I found the following paragraphs most telling.
In an article in the latest issue of the conservative Weekly Standard, Yuval Levin, a fellow at the Ethics and Public Policy Center, explains the tension between the market and the family as clearly as anyone has:
“The market values risk-taking and creative destruction that can be very bad for family life, and rewards the lowest common cultural denominator in ways that can undermine traditional morality. Traditional values, on the other hand, discourage the spirit of competition and self-interested ambition essential for free markets to work, and their adherents sometimes seek to enforce codes of conduct that constrain individual freedom. The libertarian and the traditionalist are not natural allies.”

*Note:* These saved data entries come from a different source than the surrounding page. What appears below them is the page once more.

PR #788, opened 2022-11-18
SW-2279 Nurseries Table

charlie-tf:
image
image

### DIFF
--- a/src/components/Nurseries/index.tsx
+++ b/src/components/Nurseries/index.tsx
@@ -1,8 +1,8 @@
-import { Box, Grid, Typography } from '@mui/material';
+import { Box, Grid, Typography, useTheme } from '@mui/material';
 import { Button, Table, TableColumnType } from '@terraware/web-components';
 import TextField from '@terraware/web-components/components/Textfield/Textfield';
 import { useDeviceInfo } from '@terraware/web-components/utils';
-import { useEffect, useState } from 'react';
+import { useEffect, useRef, useState } from 'react';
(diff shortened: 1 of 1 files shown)


src/components/Nurseries/index.tsx
```diff
@@ -95,22 +98,41 @@ export default function NurseriesList({ organization }: NurseriesListProps): JSX
...
-          </Typography>
+      <PageHeaderWrapper nextElement={contentRef.current}>
+        <Grid container paddingBottom={theme.spacing(4)} paddingLeft={isMobile ? 0 : theme.spacing(3)}>
+          <Grid item xs={9} alignItems='center'>
+            <Typography fontSize='24px' fontWeight={600}>
+              {strings.NURSERIES}
+            </Typography>
+          </Grid>
+          <Grid item xs={3} sx={{ textAlign: 'right' }}>
+            {['Admin', 'Owner'].includes(organization.role) &&
```
karthikbtf, line 109: we could use isAdmin from src/utils/organization (captures admin and owner). unrelated to your change for sure.

karthikbtf (approved):
Looks good to me 👍

hannah-cai:
looks good! not sure if this is already being worked on in the other branch, but the icon size is also off here, and the border stroke is a bit cut off
image

charlie-tf:
added margin to keep the searchBar border from being cut off. the icon size is addressed in the other PR and will carry over to here once this is merged.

Levin acknowledges that the policy fixes he proposes (including health-care portability, long-term care insurance and school choice) are “barely a start” to what needs to be done for those in what he calls “the parenting class.” Still, he identifies a central conservative problem.

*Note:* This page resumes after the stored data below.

PR #790, opened 2022-11-20
Manage NavBar Transparency

charlie-tf:
- should be transparent on pages with a background image
- this includes the Home page only for the time being

image

Note for non-Home page, the horizontally scrolled page is concealed by the navbar 
image


src/App.tsx
```diff
@@ -393,7 +393,11 @@ export default function App() {
                   </div>
                 </Slide>
               ) : (
-                <NavBar organization={selectedOrganization} setShowNavBar={setShowNavBar} />
+                <NavBar
+                  organization={selectedOrganization}
+                  setShowNavBar={setShowNavBar}
+                  backgroundTransparent={location.pathname === APP_PATHS.HOME}
```
karthikbtf, line 399: what to capture both `/home` and `/home/`?

karthikbtf (approved):
Woot!
One comment in there.

joshbuchea:
The `NoOrgLandingPage` also has a transparent page background and the page shows when there are no organizations. May want to add `organizations?.length === 0` to the expression in the `backgroundTransparent` prop also.

charlie-tf:
> The `NoOrgLandingPage` also has a transparent page background and the page shows when there are no organizations. May want to add `organizations?.length === 0` to the expression in the `backgroundTransparent` prop also.

@joshbuchea I think that may not be a relevant place. There isn't actually a navbar on that screen if I'm not mistaken? https://github.com/terraware/terraware-web/blob/main/src/App.tsx#L300

src/App.tsx
charlie-tf: changed it to `location.pathname.startsWith(APP_PATHS.HOME)`

constanzauanini (approved):

src/App.tsx
karthikbtf: Nice, that works 👍

joshbuchea:
@charlie-tf you're technically right (the best kind of right) 😄 Please disregard my comment.

joshbuchea:
Ooh however, there are multiple empty state pages that also need the navbar to be transparent. And unfortunately, these pages only need the navbar to be transparent for the empty state but not when there's data. Examples are the empty states of these pages:

- Species
- Planting Sites
- Inventory
- Seed Banks
- Nurseries

I believe there are a few other pages aside from the ones mentioned above.

Here's [an example of one of the pages from the Figma designs](https://www.figma.com/file/aLIG1C6uIMyBWiTopSluxe/Visual-Refresh?node-id=853%3A112604&t=d5nT2hwXnoXig61i-0):

Screen Shot 2022-11-22 at 6 58 19 PM

charlie-tf:
> ...there are multiple empty state pages that also need the navbar to be transparent...

@joshbuchea ah, okay good call. How about we merge this into `main` and then merge main into `feature/visual-updates`. i can then follow up with a PR into the feature branch to take care of this?

joshbuchea:
@charlie-tf if you have a plan/process in mind for this, that sounds good to me 👍 Please let me know if you could use a hand or another set of eyes on anything related to this.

I have been getting the feeling from the news stories coming down the pike that this is becoming a problem for the business leaders with a social conscience. Their stock holders and boards demand and by law expect them to maximize profits. This conflicts with the concerns many of them have for the environment and the health and welfare of the country. The only way they can follow their conscience is when governments regulate the issues so that the playing field becomes fair at the higher level of benefits for all.
The concept that corporations will do what’s best for America and American’s has been proved wrong on so many levels and so often that it is amazing that anyone still holds it. The Republican mantra of smaller government is really a mantra of fewer watchdogs. As this administration has shown, when you can’t win the idea war you just fire the lawyers that are calling you on the carpet and replace them with lawyers that will go after the small taxpayer who can’t afford to fight. That’s what I call the “bully theory of government”. George W Bush has taken this form of government to a high art form. The trouble with it is, the people you are bullying really have to believe the threat, when they stop believing you stop having the means to “scare” them into doing what you want.